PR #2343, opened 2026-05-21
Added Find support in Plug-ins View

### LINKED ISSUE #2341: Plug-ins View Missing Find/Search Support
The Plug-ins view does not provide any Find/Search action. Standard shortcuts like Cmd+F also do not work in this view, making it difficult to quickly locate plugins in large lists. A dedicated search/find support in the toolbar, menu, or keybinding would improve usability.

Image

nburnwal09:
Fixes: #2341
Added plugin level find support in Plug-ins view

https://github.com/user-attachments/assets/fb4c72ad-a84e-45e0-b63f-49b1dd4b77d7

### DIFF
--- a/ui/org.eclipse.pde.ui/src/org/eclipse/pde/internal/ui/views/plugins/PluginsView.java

#### [HOW TO COMPLETE THIS TASK]
Transcribe each line of the listing exactly.

#### [ANSWER]
PR #2343, opened 2026-05-21
Added Find support in Plug-ins View

### LINKED ISSUE #2341: Plug-ins View Missing Find/Search Support
The Plug-ins view does not provide any Find/Search action. Standard shortcuts like Cmd+F also do not work in this view, making it difficult to quickly locate plugins in large lists. A dedicated search/find support in the toolbar, menu, or keybinding would improve usability.

Image

nburnwal09:
Fixes: #2341
Added plugin level find support in Plug-ins view

https://github.com/user-attachments/assets/fb4c72ad-a84e-45e0-b63f-49b1dd4b77d7

### DIFF
--- a/ui/org.eclipse.pde.ui/src/org/eclipse/pde/internal/ui/views/plugins/PluginsView.java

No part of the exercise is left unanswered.